Saved entries:
'''

PR #9003, opened 2026-07-18
feat(mac): add sequential download preference

ihearttokyo:
### Summary

This adds a **Download pieces sequentially** checkbox to Preferences → Transfers → Adding in the macOS client.

The preference:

'''

How to complete this task:
Please retype the records above starting with the line that contains "feat(mac): add sequential download preference" and stopping after the last line, changing nothing.

Exercise output:
feat(mac): add sequential download preference

ihearttokyo:
### Summary

This adds a **Download pieces sequentially** checkbox to Preferences → Transfers → Adding in the macOS client.

The preference:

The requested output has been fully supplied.